### What you should do
The answer must consist of every line below containing "will".

### Data
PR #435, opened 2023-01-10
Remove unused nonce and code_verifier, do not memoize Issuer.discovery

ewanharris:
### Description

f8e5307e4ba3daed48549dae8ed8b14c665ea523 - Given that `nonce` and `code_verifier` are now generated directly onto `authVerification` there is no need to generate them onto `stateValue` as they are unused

...

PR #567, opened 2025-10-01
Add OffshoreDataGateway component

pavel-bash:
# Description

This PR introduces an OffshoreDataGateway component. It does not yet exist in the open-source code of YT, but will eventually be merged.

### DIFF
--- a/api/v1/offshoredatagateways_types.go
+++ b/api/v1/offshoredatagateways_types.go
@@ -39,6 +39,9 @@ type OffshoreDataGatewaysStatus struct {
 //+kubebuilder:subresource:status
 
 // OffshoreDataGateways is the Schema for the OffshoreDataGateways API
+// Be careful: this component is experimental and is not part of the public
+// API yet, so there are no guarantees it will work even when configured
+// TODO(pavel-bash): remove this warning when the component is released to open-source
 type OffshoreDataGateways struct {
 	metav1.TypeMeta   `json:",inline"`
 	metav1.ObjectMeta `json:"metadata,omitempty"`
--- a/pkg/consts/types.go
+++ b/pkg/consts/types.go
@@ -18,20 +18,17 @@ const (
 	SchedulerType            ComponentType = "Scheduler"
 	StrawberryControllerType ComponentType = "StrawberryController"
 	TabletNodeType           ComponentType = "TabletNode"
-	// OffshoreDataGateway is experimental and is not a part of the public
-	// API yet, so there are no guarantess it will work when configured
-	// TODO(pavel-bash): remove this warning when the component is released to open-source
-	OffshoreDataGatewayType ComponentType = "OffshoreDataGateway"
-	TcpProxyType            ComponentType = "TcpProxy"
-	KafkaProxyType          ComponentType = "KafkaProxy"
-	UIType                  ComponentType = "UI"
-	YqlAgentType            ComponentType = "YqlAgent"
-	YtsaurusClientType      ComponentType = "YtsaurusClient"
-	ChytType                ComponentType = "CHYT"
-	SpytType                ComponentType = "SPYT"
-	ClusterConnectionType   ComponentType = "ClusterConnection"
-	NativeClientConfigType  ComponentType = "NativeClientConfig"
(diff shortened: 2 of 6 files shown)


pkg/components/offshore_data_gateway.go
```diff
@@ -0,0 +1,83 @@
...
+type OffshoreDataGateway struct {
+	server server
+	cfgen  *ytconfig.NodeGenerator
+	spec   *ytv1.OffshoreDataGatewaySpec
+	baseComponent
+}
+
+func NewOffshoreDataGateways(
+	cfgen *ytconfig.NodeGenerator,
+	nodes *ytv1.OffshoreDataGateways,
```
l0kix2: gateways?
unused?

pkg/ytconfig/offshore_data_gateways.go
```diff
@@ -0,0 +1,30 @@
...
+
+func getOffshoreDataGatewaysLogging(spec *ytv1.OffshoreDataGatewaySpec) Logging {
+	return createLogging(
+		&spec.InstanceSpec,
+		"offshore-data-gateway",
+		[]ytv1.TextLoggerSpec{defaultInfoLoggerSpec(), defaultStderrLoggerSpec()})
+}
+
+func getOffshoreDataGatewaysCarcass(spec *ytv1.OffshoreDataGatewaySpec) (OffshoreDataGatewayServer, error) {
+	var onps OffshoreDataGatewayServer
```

### Response to this exercise
This PR introduces an OffshoreDataGateway component. It does not yet exist in the open-source code of YT, but will eventually be merged.
+// API yet, so there are no guarantees it will work even when configured
-	// API yet, so there are no guarantess it will work when configured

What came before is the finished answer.